= WORK REQUIRED =
Word for word, restate every entry that follows.

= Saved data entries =
•••
PR #418, opened 2021-12-17
fix(ButtonGroup): Use flex instead of position to set z-index

mayank99:
Changed z-index approach to rely on `display: flex` instead of `position: relative` to fix this weird bug:
zindex

Also changed logic a little to give focus priority over hover, and added correct focus-visible behavior.

### DIFF
--- a/src/button/button-group.scss
+++ b/src/button/button-group.scss
@@ -10,16 +10,22 @@
   $childSelector: 'input, button'; // target nested inputs and buttons
 
   > * {
+    display: flex;
+
     #{$childSelector} {
-      &:hover,
-      &:focus,
-      &:focus-within {
-        position: relative;
+      &:hover {
         z-index: 1;
       }
 
+      &:focus {
+        z-index: 2;
+
+        &:where(:not(:focus-visible):not(:hover)) {
+          z-index: revert;
+        }
+      }
+
       &:disabled {
-        position: relative;
         z-index: -1;
       }
 
--- a/src/table/paginator.scss
+++ b/src/table/paginator.scss
@@ -40,7 +40,6 @@
 
       > * {
         margin-right: 0; // unset negative margin from button-group
-        display: flex; // for vertically aligning svgs
 
         > .iui-button,
         > .iui-ellipsis {


FlyersPh9 (approved):

src/button/button-group.scss
```diff
@@ -10,16 +10,22 @@
   $childSelector: 'input, button'; // target nested inputs and buttons
 
   > * {
+    display: flex;
```
bentleyvk, line 13: Why does this work? Maybe you have an article explaining `display: flex` vs `position: relative`?

src/button/button-group.scss
```diff
@@ -10,16 +10,22 @@
...
-      &:focus-within {
-        position: relative;
+      &:hover {
         z-index: 1;
       }
 
+      &:focus {
+        z-index: 2;
+
+        &:where(:not(:focus-visible):not(:hover)) {
```
bentleyvk, line 23: Is `where` needed?

mayank99: Yes, we want to keep the specificity low and use the cascade. `where` has similar browser support as `focus-visible` so it's not an issue.

bentleyvk (approved):

src/button/button-group.scss
veekeys, line 13: why not to child (child selector) ?

veekeys: so if it as default position, its considered as "not positioned"?

mayank99: "positioned" = anything other than `static` (default)

mayank99: z-index is applied to "flex items" which means children of the element that has `display: flex`

veekeys: hopefully this will not break anything....
Did you figure why in css it was not reproduced?

mayank99: It will not break anything because this div only has one child, so `display: flex` does not hurt (it actually helps in most cases, like vertical alignment)

I could not find out exactly why, but I think it might have to do with Storybook's custom styling. If I popped the story out in new tab, it was working fine. It's possible that user's app could have similar styling which might break it, so it's better to fix it anyway

mayank99: Actually I thought about it some more and found three situations:
- split-menu/tooltips are put in the same div by default, so it doesn't always have "only one child". But those are using absolute/fixed positioning so it should not be affected
- input-container has input nested inside a div, so it's not a direct child but it's still a grid item, so z-index works.
- there is one situation it could "break", which is if the child is wrapped (e.g. a div around a disabled button). In that case, the user would need to manually add `display: flex` or `position: relative`

saaaaaally (approved):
•••
= RESULT FOR THIS TASK =
PR #418, opened 2021-12-17
fix(ButtonGroup): Use flex instead of position to set z-index

mayank99:
Changed z-index approach to rely on `display: flex` instead of `position: relative` to fix this weird bug:
zindex

Also changed logic a little to give focus priority over hover, and added correct focus-visible behavior.

### DIFF
--- a/src/button/button-group.scss
+++ b/src/button/button-group.scss
@@ -10,16 +10,22 @@
   $childSelector: 'input, button'; // target nested inputs and buttons
 
   > * {
+    display: flex;
+
     #{$childSelector} {
-      &:hover,
-      &:focus,
-      &:focus-within {
-        position: relative;
+      &:hover {
         z-index: 1;
       }
 
+      &:focus {
+        z-index: 2;
+
+        &:where(:not(:focus-visible):not(:hover)) {
+          z-index: revert;
+        }
+      }
+
       &:disabled {
-        position: relative;
         z-index: -1;
       }
 
--- a/src/table/paginator.scss
+++ b/src/table/paginator.scss
@@ -40,7 +40,6 @@
 
       > * {
         margin-right: 0; // unset negative margin from button-group
-        display: flex; // for vertically aligning svgs
 
         > .iui-button,
         > .iui-ellipsis {


FlyersPh9 (approved):

src/button/button-group.scss
```diff
@@ -10,16 +10,22 @@
   $childSelector: 'input, button'; // target nested inputs and buttons
 
   > * {
+    display: flex;
```
bentleyvk, line 13: Why does this work? Maybe you have an article explaining `display: flex` vs `position: relative`?

src/button/button-group.scss
```diff
@@ -10,16 +10,22 @@
...
-      &:focus-within {
-        position: relative;
+      &:hover {
         z-index: 1;
       }
 
+      &:focus {
+        z-index: 2;
+
+        &:where(:not(:focus-visible):not(:hover)) {
```
bentleyvk, line 23: Is `where` needed?

mayank99: Yes, we want to keep the specificity low and use the cascade. `where` has similar browser support as `focus-visible` so it's not an issue.

bentleyvk (approved):

src/button/button-group.scss
veekeys, line 13: why not to child (child selector) ?

veekeys: so if it as default position, its considered as "not positioned"?

mayank99: "positioned" = anything other than `static` (default)

mayank99: z-index is applied to "flex items" which means children of the element that has `display: flex`

veekeys: hopefully this will not break anything....
Did you figure why in css it was not reproduced?

mayank99: It will not break anything because this div only has one child, so `display: flex` does not hurt (it actually helps in most cases, like vertical alignment)

I could not find out exactly why, but I think it might have to do with Storybook's custom styling. If I popped the story out in new tab, it was working fine. It's possible that user's app could have similar styling which might break it, so it's better to fix it anyway

mayank99: Actually I thought about it some more and found three situations:
- split-menu/tooltips are put in the same div by default, so it doesn't always have "only one child". But those are using absolute/fixed positioning so it should not be affected
- input-container has input nested inside a div, so it's not a direct child but it's still a grid item, so z-index works.
- there is one situation it could "break", which is if the child is wrapped (e.g. a div around a disabled button). In that case, the user would need to manually add `display: flex` or `position: relative`

saaaaaally (approved):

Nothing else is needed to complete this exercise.